# [Task brief]
Within the listing below, please show every line carrying the string "from".

◇ ◇ ◇ ◇ ◇ ◇ ◇

Issue #58, opened 2019-08-21
Copy collector does not apply redactions


divolgin:

marccampbell:
bumping to 1.6.0

matias-manavella-nimble:
@divolgin @marccampbell Hi Dimitriy, Marc, since the last update, the redactor opens the tar file collected by the copy collector (and every tar file inside) and apply the redactors to every file, should this be closed?

banjoh:
I believe this can be closed. Will do so unless there are objections @divolgin

PR #237, opened 2020-08-05
Copy collector enhanced

### LINKED ISSUE #212: 'copy' collector should work with directories
Currently the [copy collector](https://troubleshoot.sh/reference/collectors/copy/) calls [cat within the container](https://github.com/replicatedhq/troubleshoot/blob/d016e3269c9e2cf055f1becb546928587c6ae470/pkg/collect/copy.go#L61), which doesn't work with directories - only individual files. This is rather suboptimal.

manavellamnimble:
Hi there! To copy all the files in a given directory, I added this three steps:

1. Execute `find <folder or file path specified> -type f` in the container console, which finds all the files and returns each path
2. I then split the result and store it in an arrange of strings, variable file
3. Lastly I made a loop in the Copy function to cat the file in each path.

I've already tested it with different pods, and with multiple copy statements in the yaml file referencing different containers. Files are stored as before, under namespace/pod.name/containerpath/<subfolders>/ filename in the support-bundle. 

Let me know if there is something you would like to edit/add! 

Fix #212

### DIFF
--- a/pkg/collect/copy.go
+++ b/pkg/collect/copy.go
@@ -1,11 +1,9 @@
 package collect
 
 import (
-	"archive/tar"
 	"bytes"
 	"context"
 	"fmt"
-	"io"
 	"path"
 
 	"path/filepath"
@@ -66,6 +64,7 @@ func copyFiles(c *Collector, client *kubernetes.Clientset, pod corev1.Pod, copyC
 		container = copyCollector.ContainerName
 	}
 	command := []string{"sh", "-c", fmt.Sprintf("tar -C %v  -cf tmp.tar %v; cat tmp.tar; rm tmp.tar", path.Dir(copyCollector.ContainerPath), path.Base(copyCollector.ContainerPath))}
+
 	req := client.CoreV1().RESTClient().Post().Resource("pods").Name(pod.Name).Namespace(pod.Namespace).SubResource("exec")
 	scheme := runtime.NewScheme()
 	if err := corev1.AddToScheme(scheme); err != nil {
@@ -111,35 +110,10 @@ func copyFiles(c *Collector, client *kubernetes.Clientset, pod corev1.Pod, copyC
 		}
 		return nil, errors
 	}
-	file := make(map[string][]byte)
-	file[path.Base(copyCollector.ContainerPath)+".tar"] = output.Bytes()
-	return file, nil
-}
 
-func untarFile(tarFile *bytes.Buffer, path string) (map[string][]byte, map[string]*tar.Header, map[string]string) {
-	tarReader := tar.NewReader(tarFile)
-	fileHeaders := make(map[string]*tar.Header)
-	files := make(map[string][]byte)
-	for {
-		header, err := tarReader.Next()
-		if err != nil {
-			if err != io.EOF {
-				errors := map[string]string{
-					filepath.Join(path, "error:tarReader:"): err.Error(),
-				}
-				return nil, nil, errors
-			}
-			break
-		}
-
-		if !header.FileInfo().IsDir() {
-			file := new(bytes.Buffer)
-			io.Copy(file, tarReader)
-			files[header.Name] = file.Bytes()
-			fileHeaders[header.Name] = header
-		}
-	}
-	return files, fileHeaders, nil
+	return map[string][]byte{
+		path.Base(copyCollector.ContainerPath) + ".tar": output.Bytes(),
+	}, nil
 }
 
 func getCopyErrosFileName(copyCollector *troubleshootv1beta1.Copy) string {
--- a/pkg/collect/copy.go
+++ b/pkg/collect/copy.go
@@ -1,11 +1,14 @@
 package collect
 
 import (
+	"archive/tar"
 	"bytes"
 	"context"
 	"fmt"
+	"io"
+	"path"
+
 	"path/filepath"
-	"strings"
 
 	troubleshootv1beta1 "github.com/replicatedhq/troubleshoot/pkg/apis/troubleshoot/v1beta1"
 	corev1 "k8s.io/api/core/v1"
@@ -49,7 +52,7 @@ func Copy(c *Collector, copyCollector *troubleshootv1beta1.Copy) (map[string][]b
 			}
 
 			for k, v := range files {
-				copyOutput[filepath.Join(bundlePath, k)] = v
+				copyOutput[filepath.Join(bundlePath, path.Dir(copyCollector.ContainerPath), k)] = v
 			}
 		}
 	}
@@ -58,14 +61,11 @@ func Copy(c *Collector, copyCollector *troubleshootv1beta1.Copy) (map[string][]b
 }
 
 func copyFiles(c *Collector, client *kubernetes.Clientset, pod corev1.Pod, copyCollector *troubleshootv1beta1.Copy) (map[string][]byte, map[string]string) {
-	files := make(map[string][]byte)
 	container := pod.Spec.Containers[0].Name
 	if copyCollector.ContainerName != "" {
 		container = copyCollector.ContainerName
 	}
-
-	command := []string{"find", copyCollector.ContainerPath, "-type", "f"}
-
+	command := []string{"sh", "-c", fmt.Sprintf("tar -C %v  -cf tmp.tar %v; cat tmp.tar; rm tmp.tar", path.Dir(copyCollector.ContainerPath), path.Base(copyCollector.ContainerPath))}
 	req := client.CoreV1().RESTClient().Post().Resource("pods").Name(pod.Name).Namespace(pod.Namespace).SubResource("exec")
 	scheme := runtime.NewScheme()
 	if err := corev1.AddToScheme(scheme); err != nil {
@@ -99,9 +99,6 @@ func copyFiles(c *Collector, client *kubernetes.Clientset, pod corev1.Pod, copyC
 		Stderr: &stderr,
 		Tty:    false,
 	})
-
-	filepaths := strings.Split(output.String(), "\n")
-
 	if err != nil {
 		errors := map[string]string{
 			filepath.Join(copyCollector.ContainerPath, "error"): err.Error(),
@@ -114,60 +111,35 @@ func copyFiles(c *Collector, client *kubernetes.Clientset, pod corev1.Pod, copyC
 		}
 		return nil, errors
 	}
+	file := make(map[string][]byte)
+	file[path.Base(copyCollector.ContainerPath)+".tar"] = output.Bytes()
+	return file, nil
+}
 
-	for _, file := range filepaths {
-		if file != "" {
-			command := []string{"cat", file}
-
-			req := client.CoreV1().RESTClient().Post().Resource("pods").Name(pod.Name).Namespace(pod.Namespace).SubResource("exec")
-			scheme := runtime.NewScheme()
-			if err := corev1.AddToScheme(scheme); err != nil {
-				return nil, map[string]string{
-					filepath.Join(copyCollector.ContainerPath, "error"): err.Error(),
-				}
-			}
-			parameterCodec := runtime.NewParameterCodec(scheme)
-			req.VersionedParams(&corev1.PodExecOptions{
-				Command:   command,
-				Container: container,
-				Stdin:     true,
-				Stdout:    false,
-				Stderr:    true,
-				TTY:       false,
-			}, parameterCodec)
-
-			exec, err := remotecommand.NewSPDYExecutor(c.ClientConfig, "POST", req.URL())
-			if err != nil {
-				return nil, map[string]string{
-					filepath.Join(copyCollector.ContainerPath, "error"): err.Error(),
-				}
-			}
-
-			output := new(bytes.Buffer)
-			var stderr bytes.Buffer
-			err = exec.Stream(remotecommand.StreamOptions{
-				Stdin:  nil,
-				Stdout: output,
-				Stderr: &stderr,
-				Tty:    false,
-			})
-			files[file] = output.Bytes()
-
-			if err != nil {
+func untarFile(tarFile *bytes.Buffer, path string) (map[string][]byte, map[string]*tar.Header, map[string]string) {
+	tarReader := tar.NewReader(tarFile)
+	fileHeaders := make(map[string]*tar.Header)
+	files := make(map[string][]byte)
+	for {
+		header, err := tarReader.Next()
+		if err != nil {
+			if err != io.EOF {
 				errors := map[string]string{
-					filepath.Join(copyCollector.ContainerPath, "error"): err.Error(),
+					filepath.Join(path, "error:tarReader:"): err.Error(),
 				}
-				if s := output.String(); len(s) > 0 {
-					errors[filepath.Join(copyCollector.ContainerPath, "stdout")] = s
-				}
-				if s := stderr.String(); len(s) > 0 {
-					errors[filepath.Join(copyCollector.ContainerPath, "stderr")] = s
-				}
-				return nil, errors
+				return nil, nil, errors
 			}
+			break
+		}
+
+		if !header.FileInfo().IsDir() {
+			file := new(bytes.Buffer)
+			io.Copy(file, tarReader)
+			files[header.Name] = file.Bytes()
+			fileHeaders[header.Name] = header
 		}
 	}
-	return files, nil
+	return files, fileHeaders, nil
 }
 
 func getCopyErrosFileName(copyCollector *troubleshootv1beta1.Copy) string {
--- a/pkg/collect/copy.go
+++ b/pkg/collect/copy.go
@@ -61,7 +61,7 @@ func copyFiles(c *Collector, client *kubernetes.Clientset, pod corev1.Pod, copyC
 	if copyCollector.ContainerName != "" {
 		container = copyCollector.ContainerName
 	}
-	command := []string{"sh", "-c", fmt.Sprintf("tar -C %s  -cf - %s | cat ", filepath.Dir(copyCollector.ContainerPath), filepath.Base(copyCollector.ContainerPath))}
+	command := []string{"tar", "-C", filepath.Dir(copyCollector.ContainerPath), "-cf", "-", filepath.Base(copyCollector.ContainerPath)}
 	req := client.CoreV1().RESTClient().Post().Resource("pods").Name(pod.Name).Namespace(pod.Namespace).SubResource("exec")
 	scheme := runtime.NewScheme()
 	if err := corev1.AddToScheme(scheme); err != nil {
--- a/pkg/collect/copy.go
+++ b/pkg/collect/copy.go
@@ -4,7 +4,6 @@ import (
 	"bytes"
 	"context"
 	"fmt"
-	"path"
 	"path/filepath"
 
 	troubleshootv1beta1 "github.com/replicatedhq/troubleshoot/pkg/apis/troubleshoot/v1beta1"
@@ -14,8 +13,8 @@ import (
 	"k8s.io/client-go/tools/remotecommand"
 )
 
+//Copy function gets a file or folder from a container specified in the specs.
 func Copy(c *Collector, copyCollector *troubleshootv1beta1.Copy) (map[string][]byte, error) {
-
 	client, err := kubernetes.NewForConfig(c.ClientConfig)
 	if err != nil {
 		return nil, err
@@ -49,7 +48,7 @@ func Copy(c *Collector, copyCollector *troubleshootv1beta1.Copy) (map[string][]b
 			}
 
 			for k, v := range files {
-				copyOutput[filepath.Join(bundlePath, path.Dir(copyCollector.ContainerPath), k)] = v
+				copyOutput[filepath.Join(bundlePath, filepath.Dir(copyCollector.ContainerPath), k)] = v
 			}
 		}
 	}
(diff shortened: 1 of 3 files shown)


divolgin:
@manavellamnimble this should use `tar` command to retrieve the entire folder (or file, if the path is a file).  There are two main reasons for this.  Using `tar` allows copying all data in a single API call, leaving less chance for an error.  But also we need to preserve file metadata: permissions, ownership, and timestamps.   Metadata should be applied to files when the archive is extracted.

marccampbell:
@divolgin what should we do in the event hat `tar` is not installed in the container?

matias-manavella-nimble:
@divolgin @marccampbell those are both good points. I can figure out a way to test if tar is installed (checking if running `tar --help` for example, returns an error).  If it is not installed we go with the find+cat function, which is working (or at least it seems to be).The thing is, in case we use tar, should we leave the compressed file in /namespace/pod.name/ filename.tar.gz?
I should also investigate a if it is possible to run multiple commands (or concatenate commands) using the k8s client.

I assume we are not considering windows-based containers, is that correct?

Let me know what you think!

divolgin:
@marccampbell it is possible for tar to not installed.  But I'd argue that this is such a rare configuration that we can resolve it with documentation.  Even alpine image comes with tar.

matias-manavella-nimble:
Ok, I am working on a solution using tar too, and making only one call to k8s client, I hope to have it working by tomorrow, and then you can tell me which of the two solutions would you rather implement. Does that sounds ok?

emosbaugh:
I would recommend "borrowing" from this code 

~https://github.com/kubernetes/kubernetes/blob/382107e6c84374b229e6188207ef026621286aa2/staging/src/k8s.io/kubectl/pkg/cmd/cp/cp.go#L268-L273~

https://github.com/kubernetes/kubernetes/blob/382107e6c84374b229e6188207ef026621286aa2/staging/src/k8s.io/kubectl/pkg/cmd/cp/cp.go#L315

matias-manavella-nimble:
@marccampbell @divolgin @emosbaugh I was able to extract the folder or files as .tar and place the tar file inside the support bundle under <namespace>/<pod.name>/<filename.tar>. Nevertheless, it doesn't work when the folder being copied contains an image. I tracked the problem to the redactor (If I skip the redaction stage, everything works ok). My question is, should I work in finding  way to preserve images? Or are images not important and I can exclude them from the tar?

emosbaugh:
There is a known issue that redaction appends new lines. I wonder if this is the issue with images?

matias-manavella-nimble:
@emosbaugh It might be, yes! But you made me realize, it is not posible to redact any file in a tar file. Based on what you say, the redactor must be making a modification in the bytes of the tar file, corrupting the file. 

I think...maybe extracting the files in the tar prior to redaction may work and have a double benefit. We only make one request to the client, and we can apply the redactors to the files, which may solve issue #58 too.

emosbaugh:
@laverya you may have more of an opinion on the last comment from @manavellamnimble

marccampbell:
I think the redactors should be taking archives into account. If a tar or zip or tgz is found in a bundle, the Redactor phase must decompress, redact and recommpress.

pkg/collect/copy.go
```diff
@@ -109,9 +115,59 @@ func copyFiles(c *Collector, client *kubernetes.Clientset, pod corev1.Pod, copyC
 		return nil, errors
 	}
 
-	return map[string][]byte{
-		copyCollector.ContainerPath: output.Bytes(),
-	}, nil
+	for _, file := range filepaths {
+		if file != "" {
```
marccampbell: This would be better written has 

```
if file == "" {
  continue
}
```

The code is less conditionally indented and more readable this way

marccampbell: @CodeLingoBot capture continue in conditional in loop

pkg/collect/copy.go
```diff
@@ -109,9 +115,59 @@ func copyFiles(c *Collector, client *kubernetes.Clientset, pod corev1.Pod, copyC
...
+			command := []string{"cat", file}
+
+			req := client.CoreV1().RESTClient().Post().Resource("pods").Name(pod.Name).Namespace(pod.Namespace).SubResource("exec")
```
marccampbell: This is unnecessarily verbose.

```
req := client.Corev1().Pods(pod.Namespace).Get(pod.Name)
```

Is cleaner and how we use the clientset

marccampbell: @CodeLingoBot capture unnecessary use of client-go restClient

matias-manavella-nimble:
@marccampbell  Good Morning Marc! You are right, it is way better as you propose in both cases, thank you for the observation! 

I will work in the following process for the copy collector (@divolgin and @emosbaugh I think your opinion about the process would be helpful too):

1- Compress file or folder in the pod and copy it (1 request to the client to get all, already working)
2- Decompress the tar file and send it through Redactor. In case one of the files in the selected folder is a tar, decompress it and redact it too.
3- Compress all again and save it in the bundle under <namespace>/<pod.name>/<folder/file>.tar

Considering that originally the copy collector used cat to copy a file, I would think this would be a great improvement. Let me know what you think!

emosbaugh:
that looks good. would you include gzipped files as well?

matias-manavella-nimble:
Yes, I was thinking about choosing a decompressor/compresor according to the extension of the compressed file in the folder.

divolgin:
@manavellamnimble I think it's not necessary to re-compress everything.  If fact, it's probably better to leave the result as a folder structure matching the original folder in the pod.

matias-manavella-nimble:
@divolgin taking into account what you said about keeping the file info of the copied files (for example, permissions), I found that the best way to keep this info was to make a tar file. 
I have a version already working, where both the tar with the folder and any tar inside the folder are decompressed, redacted, and compressed back. The tar file is, as you said, matching the original folder in the pod. 

In the image, for example, I copied two folders (httpd and httpdocs) and one file (cheddar.yaml). **And every file inside each tar is redacted** (and also each file inside a tar inside the tar...tar-inception).

Of course it may be removed but I think it is a robust solution! First thing tomorrow I will commit and we can discuss the code! Let me know what you think!

Screen Shot 2020-08-11 at 7 55 28 PM

matias-manavella-nimble:
@marccampbell @divolgin @emosbaugh Morning! I've made a new commit. The upgrades are:

- It compress and  extract a folder or file in a tar, making just one call to the client. 
- The redaction algorithm take the tar file, and every tar file inside it, decompress it, redact each file, and compress all back together.
- Copied folder or file is placed compressed into the bundle matching the original folder path in the pod. In case of copying multiple folders from the same directory, both compressed folder are placed under the same path (no duplicate folders)
- As a plus, it implies no changes or modifications to the copy collector function, or how it is specified in the .yml file. 
- FileInfo (including permissions) is saved.
- In my case, the files inside each tar where redacted (when it comes to yaml files)

Possible upgrades:
- extend functionality to decompress other tar-ish files (gzip, tar.gz,...)
- avoid redacting images or fix bug if there were one (still not working)

**Please let me know any thought you have! Have a great day!**

As an example, the image represents the output of the following yaml file:
```
collectors:
    - copy:
        selector: 
          - app=myhttpd
        namespace: default
        containerPath: /usr/local/apache2/htdocs
    - copy:
        selector: 
          - app=myapp
        namespace: default
        containerPath: /go/src/app/k8s/Ejemplos/cheddar.yaml
    - copy:
        selector: 
          - app=myapp
        namespace: default
        containerPath: /go/src/app/httpd

```
Screen Shot 2020-08-11 at 7 55 28 PM

pkg/collect/copy.go
```diff
@@ -4,6 +4,8 @@ import (
 	"bytes"
 	"context"
 	"fmt"
+	"path"
+
```
emosbaugh: remove this newline

pkg/collect/redact.go
```diff
@@ -1,20 +1,75 @@
...
+			if err != io.EOF {
+				return nil, nil, err
+			}
+			break
+		}
+		if header.FileInfo().IsDir() {
+			continue
+		}
+		file := new(bytes.Buffer)
+		io.Copy(file, tarReader)
```
emosbaugh: handle this error

pkg/collect/redact.go
```diff
@@ -1,20 +1,75 @@
...
-			result[k] = redacted
+			files, err := redactMap(unRedacted, additionalRedactors)
+			if err != nil {
+				return nil, err
+			}
+			tw := tar.NewWriter(buff)
+			for p, f := range files {
+				//File size must be recalculated in case the redactor added some bytes when redacting.
+				fileHeaders[p].Size = int64(binary.Size(f))
+				tw.WriteHeader(fileHeaders[p])
```
emosbaugh: handle this error

pkg/collect/redact.go
```diff
@@ -1,20 +1,75 @@
...
+				tw.Write(f)
```
emosbaugh: handle this error

pkg/collect/redact.go
```diff
@@ -1,20 +1,75 @@
...
+			unRedacted, fileHeaders, err := untarFile(tarFile)
 			if err != nil {
 				return nil, err
 			}
-			result[k] = redacted
+			files, err := redactMap(unRedacted, additionalRedactors)
+			if err != nil {
+				return nil, err
+			}
+			tw := tar.NewWriter(buff)
```
emosbaugh: could you make this its own function `tarFiles`?

pkg/collect/copy.go
```diff
@@ -60,8 +63,9 @@ func copyFiles(c *Collector, client *kubernetes.Clientset, pod corev1.Pod, copyC
 	if copyCollector.ContainerName != "" {
 		container = copyCollector.ContainerName
 	}
-
-	command := []string{"cat", copyCollector.ContainerPath}
+	//Command cd into the path directory, tars the target file or folder into a temp file, cat-copy it and removes the temp file.
+	//Not using a temp file may end up in error "Refusing to write archive contents to terminal"
+	command := []string{"sh", "-c", fmt.Sprintf("tar -C %v  -cf tmp.tar %v; cat tmp.tar; rm tmp.tar", path.Dir(copyCollector.ContainerPath), path.Base(copyCollector.ContainerPath))}
```
emosbaugh: what if the directory is not writeable? when does it end up in the error? how does this work?
https://github.com/kubernetes/kubernetes/blob/382107e6c84374b229e6188207ef026621286aa2/staging/src/k8s.io/kubectl/pkg/cmd/cp/cp.go#L315

emosbaugh (changes requested):

pkg/collect/copy.go
laverya: If you're really worried about the 'will refuse to write to terminal' bits, just pipe it to `| cat` - 'cat' doesn't care about being a binary file, and tar just sees that it's not going to the terminal.

So `tar -cf %s | cat`.

(Incidentally, you should probably use `%s` and not `%v` - that way we'll see improper type coercions)

matias-manavella-nimble: @laverya That actually did the trick! 👏 Thank you also for the observation about the format verbs, it's a good point!
@emosbaugh For what I've read, it depends on the version of tar. Some of them consider printing the file to stdout a security risk and prevent it from happening.

pkg/collect/redact.go
matias-manavella-nimble: Yes, in fact I was considering that approach too. I chose not to  make a function to save some lines of code, and because I did not had to use it in other part of the code, but I could totally make a function which receives the files and headers, and return a tar file, thinking in using it later too. Do you prefer it that way?

pkg/collect/copy.go
matias-manavella-nimble: Done!

matias-manavella-nimble:
Hi everyone! I've made a new commit with the changes suggested by @emosbaugh and @laverya. At your disposal for any new changes you want to make!

pkg/collect/copy.go
```diff
@@ -47,7 +49,7 @@ func Copy(c *Collector, copyCollector *troubleshootv1beta1.Copy) (map[string][]b
 			}
 
 			for k, v := range files {
-				copyOutput[filepath.Join(bundlePath, k)] = v
+				copyOutput[filepath.Join(bundlePath, path.Dir(copyCollector.ContainerPath), k)] = v
```
emosbaugh: this should be filepath.Dir

pkg/collect/copy.go
```diff
@@ -110,7 +110,7 @@ func copyFiles(c *Collector, client *kubernetes.Clientset, pod corev1.Pod, copyC
 	}
 
 	return map[string][]byte{
-		copyCollector.ContainerPath: output.Bytes(),
+		path.Base(copyCollector.ContainerPath) + ".tar": output.Bytes(),
```
emosbaugh: this should be filepath.Base

pkg/collect/redact.go
```diff
@@ -1,20 +1,96 @@
...
+			return nil, err
 		}
+		result[k] = redacted
 	}
 	return result, nil
 }
+
+func tarFiles(files map[string][]byte, fileHeaders map[string]*tar.Header) ([]byte, error) {
+	buff := new(bytes.Buffer)
+	tw := tar.NewWriter(buff)
```
emosbaugh: can you `defer tw.Close()` here to make sure its closed even on an error?

pkg/collect/redact.go
```diff
@@ -1,20 +1,96 @@
...
+		err = tw.WriteHeader(fileHeaders[p])
+		if err != nil {
+			return nil, err
+		}
+		_, err = tw.Write(f)
+		if err != nil {
+			return nil, err
+		}
+	}
+	err = tw.Close()
```
emosbaugh: this should be moved to a defer above

pkg/collect/redact.go
```diff
@@ -1,20 +1,96 @@
...
+	files := make(map[string][]byte)
+	for {
+		header, err := tarReader.Next()
+		if err != nil {
+			if err != io.EOF {
+				return nil, nil, err
+			}
+			break
+		}
+		if header.FileInfo().IsDir() {
```
emosbaugh: what happens if you re-compress the tar without the dirs?

pkg/collect/redact.go
```diff
@@ -1,20 +1,96 @@
...
+			continue
+		}
+		file := new(bytes.Buffer)
+		_, err = io.Copy(file, tarReader)
+		if err != nil {
+			return nil, nil, err
+		}
+		files[header.Name] = file.Bytes()
```
emosbaugh: and maps are not ordered. the tar will now be in a different order. im not sure how that affects things.

emosbaugh (changes requested):

pkg/collect/redact.go
matias-manavella-nimble: Actually folders in tar are just the header with the Dir info. Without that info when you decompress the tar, folders described in file paths of the files inside the tar are created with default perm. It is though an avoidable loss of info! I already did the modifications to keep it

pkg/collect/redact.go
matias-manavella-nimble: If I am not mistaken, I think order matters for very specific applications, for example when you want to give access to decompressed files while simultaneously decompressing the other ones in the tar. For the copy collector I would think order is not really important

pkg/collect/redact.go
matias-manavella-nimble: Yes, definitely. It is way more robust in the way you suggest

pkg/collect/copy.go
matias-manavella-nimble: Yep, indeed. Will change it!

pkg/collect/redact.go
matias-manavella-nimble: I think it would be better to leave this Close() too, in order to handle any closing error if there is one. Calling Close() twice (in this line and after that, when defer executes) wont cause any problem, and we still handle the error. Do you agree?

matias-manavella-nimble:
@emosbaugh I've made the changes we discussed!

pkg/collect/redact.go
```diff
@@ -1,20 +1,101 @@
...
+		err := tw.WriteHeader(tarHeaders[p])
+		if err != nil {
+			return nil, err
+		}
+		_, err = tw.Write(f)
+		if err != nil {
+			return nil, err
+		}
+	}
+	err := tw.Close()
```
emosbaugh, line 81: can you remove this

emosbaugh (changes requested):

emosbaugh (approved):

pkg/collect/redact.go
emosbaugh: ive never seen that pattern but im ok with it

pkg/collect/copy.go
matias-manavella-nimble: Hi Marc! I didn't have much contact with the client set yet, so I left that line as it was. The way you suggest returns another type of variable and requires another type of variable too instead of pod.Name. I didn't investigate it further because I am sure I will have to deal with the clientset in later PR's, and I didn't wanted to delay the copy collector. 
That said I can either change it later, once I've dealt with the client set, or look into it now, as you prefer!

laverya (approved):

pkg/collect/copy.go
```diff
@@ -60,9 +61,7 @@ func copyFiles(c *Collector, client *kubernetes.Clientset, pod corev1.Pod, copyC
 	if copyCollector.ContainerName != "" {
 		container = copyCollector.ContainerName
 	}
-
-	command := []string{"cat", copyCollector.ContainerPath}
-
+	command := []string{"sh", "-c", fmt.Sprintf("tar -C %s  -cf - %s | cat ", filepath.Dir(copyCollector.ContainerPath), filepath.Base(copyCollector.ContainerPath))}
```
divolgin: Why does it need to pipe into `cat`?   Can the pipe be removed and then `sh` is not needed, so it's just the `tar` command by itself.

pkg/collect/redact.go
```diff
@@ -1,20 +1,101 @@
...
+	if err != nil {
+		return nil, err
+	}
+	return buff.Bytes(), nil
+
+}
+
+func untarFile(tarFile *bytes.Buffer) (map[string][]byte, map[string]*tar.Header, error) {
+	tarReader := tar.NewReader(tarFile)
```
divolgin: defer close

pkg/collect/redact.go
```diff
@@ -1,20 +1,101 @@
...
+			}
+			result[k], err = tarFiles(redacted, tarHeaders)
 			if err != nil {
 				return nil, err
 			}
-			result[k] = redacted
+			//Content of the tar file was redacted. Continue to next file.
+			continue
+		}
+		redacted, err := redact.Redact(v, k, additionalRedactors)
```
divolgin, line 41: This can corrupt `tgz` and `tar.gz`  files.

divolgin (changes requested):

pkg/collect/copy.go
matias-manavella-nimble: Hi Dimitriy! In some cases, depending on the version of tar installed in the container, we may get the error: 
tar: Refusing to write archive contents to terminal (missing -f option?)
tar: Error is not recoverable: exiting now

Talking about this matter with Andrew and Ethan we came to the conclusion that piping it would be the best way to avoid the error.

pkg/collect/redact.go
matias-manavella-nimble: Are you refering to the tar reader? I think it has not a Close() function. I've used defer for the tarWriter

pkg/collect/redact.go
matias-manavella-nimble: Yes! Only when the file is inside the folder. I suggested a possible upgrade to the code to decompress .tgz and .tar.gz files too. If you think it would be useful I can work in this functionality!

emosbaugh: we should address this in a separate pr if we choose to

matias-manavella-nimble:
@divolgin @emosbaugh Hi there! I've added the possibility to decompress and redact files from .tar.gz and .tgz files. It works on nested tar-ish files as well. I tried to use the same functions, to keep it simple.
Tomorrow is holiday in Argentina, and I thought about committing the code today so you can see it tomorrow morning!

divolgin:
@manavellamnimble does this copy collector leave folders as folders in the support bundle, or are they in tar format?

matias-manavella-nimble:
@divolgin The target folder (lets say, folder httpd in go/src/app/httpd) is place as tar in the bundle under <namespace>/<pod_name>/ go/src/app/htrpd.tar as tar. Every content in the tar is left as it was (folders as folders, files as files and compressed files (tar, tar.gz and tgz) as compressed files). 
That way we not only copy the folder in its entirety, but also keep all the info of it contents, and of the target-folder itself. Image as example, with the target folder decompressed: 
Screen Shot 2020-08-18 at 10 28 45 AM

pkg/collect/redact.go
```diff
@@ -1,20 +1,129 @@
...
+
+}
+
+func decompressFile(tarFile *bytes.Buffer, filename string) (map[string][]byte, map[string]*tar.Header, error) {
+	var tarReader *tar.Reader
+	var zr *gzip.Reader
+	var err error
+	if filepath.Ext(filename) != ".tar" {
+		zr, err = gzip.NewReader(tarFile)
+		defer zr.Close()
```
emosbaugh: this defer should come after checking the err != nil

matias-manavella-nimble: Yep, you are right! Done

emosbaugh (approved):

divolgin:
@manavellamnimble files and folders in the support bundle should match the source.  So in your example, `cheddar.yaml.tar` should be plain `cheddar.yaml` text file.  And `httpd.tar` should be `httpd` folder with the same structure as in the container.

matias-manavella-nimble:
@divolgin Hi Dimitriy! After considering many approaches, I think this is the cleaner one. It requires almost no modifications, and it doesnt spread changes through the application. It stores folders and files in the support bundle, keeping the permissions and matching the path in origin. 

It maintains all the upgrades developed until this point. 

I've tested it copying two folders (httpd and htdocs) and  a file (k8s/ingress.yaml), see image below:

Screen Shot 2020-08-19 at 4 29 14 PM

◇ ◇ ◇ ◇ ◇ ◇ ◇

# [Solved exercise]
+//Copy function gets a file or folder from a container specified in the specs.
I would recommend "borrowing" from this code 
@marccampbell @divolgin @emosbaugh I was able to extract the folder or files as .tar and place the tar file inside the support bundle under <namespace>/<pod.name>/<filename.tar>. Nevertheless, it doesn't work when the folder being copied contains an image. I tracked the problem to the redactor (If I skip the redaction stage, everything works ok). My question is, should I work in finding  way to preserve images? Or are images not important and I can exclude them from the tar?
@laverya you may have more of an opinion on the last comment from @manavellamnimble
- Copied folder or file is placed compressed into the bundle matching the original folder path in the pod. In case of copying multiple folders from the same directory, both compressed folder are placed under the same path (no duplicate folders)
@emosbaugh For what I've read, it depends on the version of tar. Some of them consider printing the file to stdout a security risk and prevent it from happening.
@divolgin @emosbaugh Hi there! I've added the possibility to decompress and redact files from .tar.gz and .tgz files. It works on nested tar-ish files as well. I tried to use the same functions, to keep it simple.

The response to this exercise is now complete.